#### [TASK GOAL]
How many lines in the records below contain the word "fscommon"? Answer with the number only.

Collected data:
PR #2405, opened 2020-05-14
fix two swap limit regressions in cgroup v2

lifubang:
(1) never write empty string to memory.swap.max
Because the empty string means set swap to 0.

fixed by #2410 

For example:
with memory limit:
```
"memory": {
        "limit": 33554432,
        "swap": 33558528
 }
```
The value of `memory.swap.max` is 4096.
After we run `runc update --memory 33554432 test`, the value of `memory.swap.max` becomes 0.

(2) If the memory update is set to -1 we should also set swap to -1, it means unlimited memory.

### DIFF
--- a/libcontainer/cgroups/utils.go
+++ b/libcontainer/cgroups/utils.go
@@ -627,12 +627,17 @@ func ConvertCPUQuotaCPUPeriodToCgroupV2Value(quota int64, period uint64) string 
 // for use by cgroup v2 drivers. A conversion is needed since Resources.MemorySwap
 // is defined as memory+swap combined, while in cgroup v2 swap is a separate value.
 func ConvertMemorySwapToCgroupV2Value(memorySwap, memory int64) (int64, error) {
+	// If the memory update is set to -1 we should also
+	// set swap to -1, it means unlimited memory.
+	if memory == -1 {
+		return -1, nil
+	}
 	if memorySwap == -1 || memorySwap == 0 {
 		// -1 is "max", 0 is "unset", so treat as is
 		return memorySwap, nil
 	}
 	// sanity checks
-	if memory == 0 || memory == -1 {
+	if memory == 0 {
 		return 0, errors.New("unable to set swap limit without memory limit")
 	}
 	if memory < 0 {
--- a/libcontainer/cgroups/fs2/memory.go
+++ b/libcontainer/cgroups/fs2/memory.go
@@ -50,8 +50,11 @@ func setMemory(dirPath string, cgroup *configs.Cgroup) error {
 		// memory and memorySwap set to the same value -- disable swap
 		swapStr = "0"
 	}
-	if err := fscommon.WriteFile(dirPath, "memory.swap.max", swapStr); err != nil {
-		return err
+	// never write empty string to `memory.swap.max`, it means set to 0.
+	if swapStr != "" {
+		if err := fscommon.WriteFile(dirPath, "memory.swap.max", swapStr); err != nil {
+			return err
+		}
 	}
 
 	if val := numToStr(cgroup.Resources.Memory); val != "" {
--- a/libcontainer/cgroups/utils_test.go
+++ b/libcontainer/cgroups/utils_test.go
@@ -588,9 +588,9 @@ func TestConvertMemorySwapToCgroupV2Value(t *testing.T) {
 			expErr:  true,
 		},
 		{
-			memswap: 300,
-			memory:  -1,
-			expErr:  true,
+			memswap:  300,
+			memory:   -1,
+			expected: -1,
 		},
 	}
 
--- a/tests/integration/update.bats
+++ b/tests/integration/update.bats
@@ -75,7 +75,7 @@ EOF
         SYSTEM_MEM="max"
         SYSTEM_MEM_SWAP="max"
         # checking swap is currently disabled for v2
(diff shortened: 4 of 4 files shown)


libcontainer/cgroups/utils.go
```diff
@@ -627,12 +627,17 @@ func ConvertCPUQuotaCPUPeriodToCgroupV2Value(quota int64, period uint64) string
 // for use by cgroup v2 drivers. A conversion is needed since Resources.MemorySwap
 // is defined as memory+swap combined, while in cgroup v2 swap is a separate value.
 func ConvertMemorySwapToCgroupV2Value(memorySwap, memory int64) (int64, error) {
+	// If the memory update is set to -1 we should also
+	// set swap to -1, it means unlimited memory.
+	if memory == -1 {
```
kolyshkin, line 632: So, this basically means that if a user sets `memory: -1, swap: N`, the value of N for mem+swap is discarded, and the swap is set to unlimited. I don't think it's the right thing to do.

I also disagree that "unlimited memory" means "unlimited swap" as well. A configuration with no limit for RAM but some limit for swap is maybe unusual but not incorrect. Alas, we don't have a way to set a separate value for swap, when memory is set to -1, unless we set memory and swap to some values and then set memory to unlimited and don't touch swap.

I think the existing behavior (before this patch) is correct.

kolyshkin:
> (2) If the memory update is set to -1 we should also set swap to -1, it means unlimited memory.

I don't think so (see above)

libcontainer/cgroups/utils.go
lifubang: I copied it from v1:
https://github.com/opencontainers/runc/blob/6bb6d0b8943ad0aad57ba2575098b23078816246/libcontainer/cgroups/fs/memory.go#L76-L84

I think v2 should keep compatible with v1.



> So, this basically means that if a user sets `memory: -1, swap: N`, the value of N for mem+swap is silently discarded, and the swap is instead set to unlimited. I don't think it's the right thing to do.

Before this patch, it will print an error `unable to set swap limit without memory limit`.

cyphar: The behaviour of the v1 memory controller is different from v2. In that in v1 "MemorySwap" means memory+swap, while in v2 `MemorySwap` actually refers to just the amount of swap used. It therefore makes perfect sense that the behaviour for the configuration will be different -- in fact in v1 it's not possible to block a cgroup from using swap (unless you set `swappiness=0` in the cgroup and even then I'm not sure).

I think @kolyshkin is right.

cyphar: The issue is that the behaviour of the two cgroup versions is different -- but the meaning of `MemorySwap` in the runtime-spec is actually the original cgroupv1 meaning of `memory.memsw.limit_in_bytes` (which is the total memory + swap, as opposed to `memory.swap.max` in cgroupv2 which is just swap usage). If we'd done runtime-spec a little differently this wouldn't be such a headache. :wink:

However, the problem is that requesting `{Memory: -1, MemorySwap: N}` is an illogical request -- by the definition of the runtime-spec you're asking for unlimited memory but limited memory+swap. In cgroupv1 there wasn't a way to just limit swap usage, so for some reason the runc implementation ignores that this request is invalid and sets both options to be unlimited. I personally think giving an error is much more reasonable (and that we should see if changing cgroupv1 to give an error will cause issues with Docker or podman).

I agree with @lifubang that we should have the same behaviour (as much as we can) when we are converting cgroupv1 options to cgroupv2 settings, because not doing that will cause a lot more headaches in the future.

lifubang:
How about split this PR into 2 parts? Because #2395 needs (1).

libcontainer/cgroups/utils.go
kolyshkin: > by the definition of the runtime-spec you're asking for unlimited memory but limited memory+swap.

So, there are actually three ways to handle such a request for a cgroupv2 controller:

1. Return an error (current behavior).
2. Set memory and swap both to unlimited (proposed behavior).
3. Set memory and swap both to N (which just occurred to me).

I think either 1 or 3 is more reasonable than option 2, despite cgroupv1 controller doing 2.

kolyshkin:
> How about split this PR into 2 parts? Because #2395 needs (1).

Sure, (1) can be merged right away

libcontainer/cgroups/utils.go
lifubang: > I agree with @lifubang that we should have the same behaviour (as much as we can)

Yes, thanks.
I think at least the exit code of a command for cgroupv2 should be same with cgroupv1, but the value in `mem.swap.max` can be different.
So, for @kolyshkin 's last comment, I think we should not return an error for this case.
I have another thought, for the case `memory: -1, swap: N(N!=-1)`, we only set `mem.max` to `max`, but don't touch `mem.swap.max`.

kolyshkin: I traced the cgroupv1 behavior to PR #1127 which have a pretty long discussion about this case.

It's funny but I was trying to fix the exact issue we're discussing here in #2285 but got sidetracked by the fact that cgroupv2 handles swap as a separate limit.

Anyway, I read it all and I think this is what needs to be done, PTAL https://github.com/opencontainers/runc/pull/2426

kolyshkin:
I propose to close this one in favor of #2426

PR #2409, opened 2020-05-15
Update to latest go-criu

adrianreber:
This updates to the latest version of go-criu (4.0.0) which is based on CRIU 3.14.

As go-criu provides an existing way to query the CRIU binary for its version this also removes all the code from runc to handle CRIU version checking and now relies on go-criu.

An important side effect of this change is that this raises the minimum CRIU version to 3.0.0 as that is the first CRIU version that supports CRIU version queries via RPC in contrast to parsing the output of 'criu --version'

CRIU 3.0 has been released in April of 2017.

The big decision here is if we want to limit runc to CRIU >= 3.0. I guess older versions are not really working with runc anymore so that I do not see it as big problem.

I will update this PR to point to the 4.0.0 go-criu release once go-criu is tagged.

CC: @kolyshkin


go.sum
```diff
@@ -1,6 +1,10 @@
 github.com/BurntSushi/toml v0.3.1/go.mod h1:xHWCNGjB5oqiDr8zfno3MHue2Ht5sIBksp03qcyfWMU=
 github.com/checkpoint-restore/go-criu v0.0.0-20191125063657-fcdcd07065c5 h1:950diauOSoCNaQfvLE0WaFadyI/ilKIjb6jEUQnm+hE=
 github.com/checkpoint-restore/go-criu v0.0.0-20191125063657-fcdcd07065c5/go.mod h1:TrMrLQfeENAPYPRsJuq3jsqdlRh3lvi6trTZJG8+tho=
+github.com/checkpoint-restore/go-criu v0.0.0-20200515115155-5fe4432ec9c4 h1:HAWVG+00NF6SNU9g16Epd/46Iq6QLBWWiH+SoegMtfU=
+github.com/checkpoint-restore/go-criu v0.0.0-20200515115155-5fe4432ec9c4/go.mod h1:TrMrLQfeENAPYPRsJuq3jsqdlRh3lvi6trTZJG8+tho=
```
kolyshkin, line 5: AFAICS these lines should not be there (and yeah I know that `go mod` is tough).

Maybe try running `go mod tidy`?

kolyshkin:
nit: maybe add "require criu >= 3.0" in the commit subject

kolyshkin:
LGTM

go.sum
kolyshkin: @adrianreber PTAL ^^^

adrianreber: I removed it manually as `go mod tidy` removed a couple more lines.

kolyshkin:
LGTM

kolyshkin:
@AkihiroSuda @mrunalp PTAL

AkihiroSuda:
LGTM

PR #2410, opened 2020-05-15
cgroupv2: never write empty string to memory.swap.max

lifubang:
Never write empty string to memory.swap.max
Because the empty string means set swap to 0.

For example:
with memory limit:
```
"memory": {
        "limit": 33554432,
        "swap": 33558528
 }
```
The value of `memory.swap.max` is 4096.
After we run `runc update --memory 33554432 test`, the value of `memory.swap.max` becomes 0.
This is a regression introduced by #2370 . I'm so sorry.


kolyshkin:
LGTM

kolyshkin:
@AkihiroSuda @mrunalp PTAL

mrunalp:
LGTM

PR #2387, opened 2020-05-08
cgroup refactoring

kolyshkin:
This is a set of patches aiming to prepare the codebase for #2386 

Please review commits one by one.

PR #2411, opened 2020-05-15
libct/cgroups/utils: fix/separate cgroupv1 code

kolyshkin:
~~_NOTE: this is based on and currently includes https://github.com/opencontainers/runc/pull/2401. I'll rebase once that one is merged._~~ _Rebased_

This tries to untangle the mess of code in `libcontainers/cgroups/utils.go`. There are multiple functions that do same or similar things, with multiple names, and it's not clear which ones should be used for cgroup v1, cgroup v2, or both.

Please review commit by commit.

Besides moving the code around, this PR reverts some attempts to make the functions work equally well for v1 and v2. The truth is, v2 is a very different beast and most of the functions that were v1-specific should stand that way.

The only real fix here is commit 775a5cbc119fa85573b6b7d36f9611a0f0e9138a:

> libct/criuApplyCgroups: don't set cgroup paths for v2
> 
> There is no need to have cgroupv1-specific controller paths on restore
> in case of cgroupv2.

I think the above was the last use of unholy multiple v1 paths in v2 code. :tada:


libcontainer/cgroups/v1_utils.go
```diff
@@ -0,0 +1,304 @@
...
+import (
+	"bufio"
+	"fmt"
+	"io"
+	"os"
+	"path/filepath"
+	"strings"
+)
+
+// Functions in this source file are specific to cgroupv1,
```
AkihiroSuda, line 12: Can we split pkg

kolyshkin: let me try

kolyshkin: I was able to do that. The problem, though, is all the existing users of runc need to adopt. I'm not sure how disruptive it is.

kolyshkin: oops, forgot the tests :)

AkihiroSuda:
LGTM

kolyshkin:
So, I checked moby/moby and found these cgroupv1-only functions are used from the code:
```
daemon/daemon_unix.go:  mnt, root, err := cgroups.FindCgroupMountpointAndRoot("", "cpu")
daemon/oci_linux.go:                    initPath, err := cgroups.GetInitCgroup("cpu")
daemon/oci_linux.go:                    _, err = cgroups.GetOwnCgroup("cpu")
pkg/sysinfo/sysinfo_linux.go:   cgMounts, err := cgroups.GetCgroupMounts(false)
pkg/sysinfo/sysinfo_linux.go:   _, err := cgroups.FindCgroupMountpoint("", "pids")
```

so this PR will obviously break it.

The reason is, all this stuff is very cgroupv1 specific and it makes no sense to use it when cgroupv2 is used on the host. In case it is still used in such scenario it means the code is doing something wrong and is broken.

 @thaJeztah please note the above (and I will be happy to help fix it in moby code).

kolyshkin:
Hmm, is this a regression caused by any of the recently merged PRs, or by this PR, or by some changes in Travis?

```
time="2020-05-19T22:16:58Z" level=warning msg="signal: killed"
--- FAIL: TestRunWithKernelMemory (0.23s)
   exec_test.go:713: runContainer failed with kernel memory limit: container_linux.go:353: starting container process caused: process_linux.go:437: container init caused: process_linux.go:403: setting cgroup config for procHooks process caused: kernel memory accounting not supported by this kernel
```

The error looks legit though

kolyshkin:
Multiple other errors similar to this one (missing cgroup files), and also 
```
# sh: can't create /dev/null: Operation not permitted
```

kolyshkin:
rebased to trigger CI

kolyshkin:
> @thaJeztah please note the above (and I will be happy to help fix it in moby code).

update: looks like the place which needs fixing is `WithCgroups` in `daemon/oci_linux.go`. Indeed, this code is probably not working right for cgroupv2. Everything else is mostly `s|cgroups|cgroups/cgroupv1|g`.

kolyshkin:
hmm, a single failure from Fedora32 on Vagrant ([logs here](https://travis-ci.org/github/opencontainers/runc/jobs/689070268)):
```
=== RUN   TestExecInTTY
    TestExecInTTY: execin_test.go:351: unexpected carriage-return in output
--- FAIL: TestExecInTTY (0.14s)
```
does not look like to be related. This comes from #1146. Hmm

kolyshkin:
OK I think this one is ready. @opencontainers/runc-maintainers PTAL

kolyshkin:
rebased

AkihiroSuda:
LGTM

kolyshkin:
@thaJeztah PTAL. I looked through the moby/moby code and after https://github.com/moby/moby/pull/41014 and https://github.com/moby/moby/pull/41016 the changes to moby/moby should be trivial.

kolyshkin:
updated the patchset to not move `GetAllSubsystems` out of cgroup package. No other changes.

AkihiroSuda:
LGTM

libcontainer/cgroups/cgroupv1/utils.go
```diff
@@ -0,0 +1,307 @@
...
+
+	return filepath.Join(mnt, relCgroup), nil
+}
+
+// ParseCgroupFile parses the given cgroup file, typically from
+// /proc/<pid>/cgroup, into a map of subgroups to cgroup names.
+//
+// This function is cgroupv1-specific and must not be used from
+// cgroupv2 code.
+func ParseCgroupFile(path string) (map[string]string, error) {
```
giuseppe, line 254: why is this function only for cgroup v1?  It can be used on cgroup v2 as well

kolyshkin: So, what it returns is a map of controllers to their paths, e.g.
```go
"pids" => "/user.slice/user-1000.slice"
"freezer" => "/"
"net_cls" => "/"
```
and so on. It is used to get the per-controller path. A caller has certain expectations (like the map keys being the controllers available).

For cgroupv2 (unified hierarchy), there is only one path, something like
```go
"" => "/user.slice/user-1000.slice"
```

so obviously a map is not needed here.

In fact we have cgroupv2-only implementation of parseCgroupFile here:
https://github.com/opencontainers/runc/blob/a891fee8c6fa7473893c5102b74922ac21f99415/libcontainer/cgroups/fs2/defaultpath.go#L75

but it's not public. If it is to be made public I think `GetOwnCgroup`/`GetInitCgroup` is a better API. If we want to have  `Get{Own,Init}Cgroup{,Path}` for v2, there are three ways:
1. have a separate v1 and v2 implementations (for v2, drop the `subsystem` argument)
2. have an implementation that works for both v1 and v2, ignoring the `subsystem` for v2 case.
3. have an implementation that works for both v1 and v2, checking the `subsystem` is available for v2 case.

I am very open to change all, just need to get more user cases. What use case do you have in mind?

giuseppe: even without considering the hybrid model and just considering the v2 unified hierarchy with all the controllers assigned to cgroup v2, there could still be v1 named hierarchies, so a process  belongs to a cgroup v2 hierarchy and also to named hierarchies.  systemd for example creates a named hierarchy even on cgroup v2 when running a container that uses an old version of systemd.

If someone is interested, I think returning a map would still make sense on cgroup v2 to cover this case.

Kubernetes is currently using `ParseCgroupFile` to parse `/proc/$PID/cgroup` for another process, so it would be useful if it allows to specify the file path.

kolyshkin: Here 
https://github.com/kubernetes/kubernetes/blob/fb9e1946b0af89998b3e366d49399f6365c94c56/pkg/kubelet/cm/container_manager_linux.go#L887-L894 

As you can see, the value returned by `ParseCgroupFile` is used in different ways for v1 and v2 -- this is the primary reason I want to make it v1-specific. I mean, ideally the code above should look like

```go
func getContainer(pid int) (string, error) {
if cgroups.IsCgroup2UnifiedMode() {
	return cgroupv2.GetProcessCgroup(pid)
}

cgs, err := cgroupv1.ParseCgroupFile(fmt.Sprintf("/proc/%d/cgroup", pid))
if err != nil {
	return "", err
}
...
```

but since we don't have `cgroupv2.GetProcessCgroup()` (yet?), I can redo this patchset to not move `ParseCgroupFile()` (for now?)

giuseppe: yes, I agree with you.  What do you think about `cgroupv2.ParseCgroupFile()` that is a wrapper around `cgroupv1.ParseCgroupFile()`?  The cgroupv1 version can still be used if someone cares about other hierarchies

kolyshkin: I have updated this PR to not move `ParseCgroupFile` to `cgroupv1` package.

AkihiroSuda:
needs rebase

kolyshkin:
rebased

kolyshkin:
I tried compiling kubernetes with runc vendored with the changes from this PR. The majority of issues were not related to this PR, but to some of the previous ones. In particular, I am puzzled about  since it removes `AllowAllDevices` used by kubernetes.

Here are the changes needed to compile kubernetes with this runc, in their entirety: https://gist.github.com/kolyshkin/460faa44d952de70fc6676043e065402

It consists of:
1. removal of `AllowAllDevices = true` due to https://github.com/opencontainers/runc/pull/2391/commits/b2bec9806f999f55c0d0f9ce1b1064ffbc62f4a9
2. changing the code to get/store an instance cgroup manager (very similar to https://github.com/google/cadvisor/pull/2469/commits/6a95c22c20877e66f166ba1224f90e7904e0f7a8, due to PR #2387)
3. changing the package name for Ids that were moved to `cgroupv1` package (caused by this PR).

I have also tried compiling cadvisor against this changes. The diff is trivial, mostly looks like this:
```diff
 type CgroupSubsystems struct {
        // Cgroup subsystem mounts.
        // e.g.: "/sys/fs/cgroup/cpu" -> ["cpu", "cpuacct"]
-       Mounts []cgroups.Mount
+       Mounts []cgroupv1.Mount
 
        // Cgroup subsystem to their mount location.
        // e.g.: "cpu" -> "/sys/fs/cgroup/cpu"
@@ -37,7 +42,7 @@ type CgroupSubsystems struct {
 // Get information about the cgroup subsystems those we want
 func GetCgroupSubsystems(includedMetrics container.MetricSet) (CgroupSubsystems, error) {
        // Get all cgroup mounts.
-       allCgroups, err := cgroups.GetCgroupMounts(true)
+       allCgroups, err := cgroupv1.GetCgroupMounts(true)
        if err != nil {
                return CgroupSubsystems{}, err
        }
```

giuseppe:
> I have also tried compiling cadvisor against this changes. The diff is trivial, mostly looks like this:
> 
> ```diff
>  type CgroupSubsystems struct {
>         // Cgroup subsystem mounts.
>         // e.g.: "/sys/fs/cgroup/cpu" -> ["cpu", "cpuacct"]
> -       Mounts []cgroups.Mount
> +       Mounts []cgroupv1.Mount
>  
>         // Cgroup subsystem to their mount location.
>         // e.g.: "cpu" -> "/sys/fs/cgroup/cpu"
> @@ -37,7 +42,7 @@ type CgroupSubsystems struct {
>  // Get information about the cgroup subsystems those we want
>  func GetCgroupSubsystems(includedMetrics container.MetricSet) (CgroupSubsystems, error) {
>         // Get all cgroup mounts.
> -       allCgroups, err := cgroups.GetCgroupMounts(true)
> +       allCgroups, err := cgroupv1.GetCgroupMounts(true)
>         if err != nil {
>                 return CgroupSubsystems{}, err
>         }
> ```

would that work on cgroup v2?

kolyshkin:
> would that work on cgroup v2?

The code in question is only called for v1.

There is only one place where `cgroupv1.` is used for cgroupv2 case, and it's only a data structure (`Mount`), not a function call. This obviously cries for refactoring, but will work as is.

kolyshkin:
> The code in question is only called for v1.

I was wrong, the changes I made made it possible to merely compile cadvisor. To make it work for cgroupv2, more changes are needed. I will look into it. Not a showstopper for this PR though, since cadvisor is not currently working with cgroupv2.

giuseppe:
> Not a showstopper for this PR though, since cadvisor is not currently working with cgroupv2.

there are surely issues left but cAdvisor is already used by the Kubelet on cgroup v2

thaJeztah:
oh, I saw your earlier comment https://github.com/opencontainers/runc/pull/2411#issuecomment-631069381, but didn't reply

> The reason is, all this stuff is very cgroupv1 specific and it makes no sense to use it when cgroupv2 is used on the host. In case it is still used in such scenario it means the code is doing something wrong and is broken.
>
> @thaJeztah please note the above (and I will be happy to help fix it in moby code).

Thanks for the heads-up; I'll continue following progress on this PR

kolyshkin:
> I'll continue following progress on this PR

After moby/moby#41014 and moby/moby#41016 the changes to adapt this are trivial (as trivial as  `s|cgroups\.|cgroups/cgroupv1.|g`), so not much to look at here.

AkihiroSuda:
@mrunalp @cyphar LGTY?

AkihiroSuda:

mrunalp:
There is still a case where we would end up using v1 code in v2 in k8s upstream. @giuseppe I know you were looking at updating this into cadvisor. Do you have your latest tree?

giuseppe:
> There is still a case where we would end up using v1 code in v2 in k8s upstream. @giuseppe I know you were looking at updating this into cadvisor. Do you have your latest tree?

get it to work into cAdvisor requires some substantial changes to how cAdvisor uses libcontainer, or recreate in cAdvisor the cgroupv1.Mount struct when running on cgroup v2.  I am worried that there is not much time for introducing changes given that the Kubernetes code freeze for 1.19 is in 10 days.

kolyshkin:
So, what we can do now is commit everything except the last patch (so the v1 code is moved to a separate file but not (yet) to a separate package, leaving this last step for later time.

mrunalp:
@kolyshkin Doing it in steps sounds good :+1:

kolyshkin:
OK so what I did is removed two commits:
1. one that moved code to a separate cgroupv1 package
2. once that made `type NotFoundError` private

@giuseppe PTAL

kolyshkin:
Phase 2 (move v1 to a separate package) can be done once we made sure all the users are (or can be) converted.

kolyshkin:
rebased

libcontainer/cgroups/utils.go
```diff
@@ -217,20 +217,12 @@ func getCgroupMountsHelper(ss map[string]bool, mi io.Reader, all bool) ([]Mount,
...
-		if err != nil {
-			return nil, err
-		}
-		m := Mount{
-			Mountpoint: unifiedMountpoint,
-			Root:       unifiedMountpoint,
-			Subsystems: availableControllers,
-		}
-		return []Mount{m}, nil
+		return nil, errUnified
```
giuseppe: also this change breaks the Kubelet and cAdvisor

kolyshkin: Fixed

#### [PROBLEM SOLUTION]
2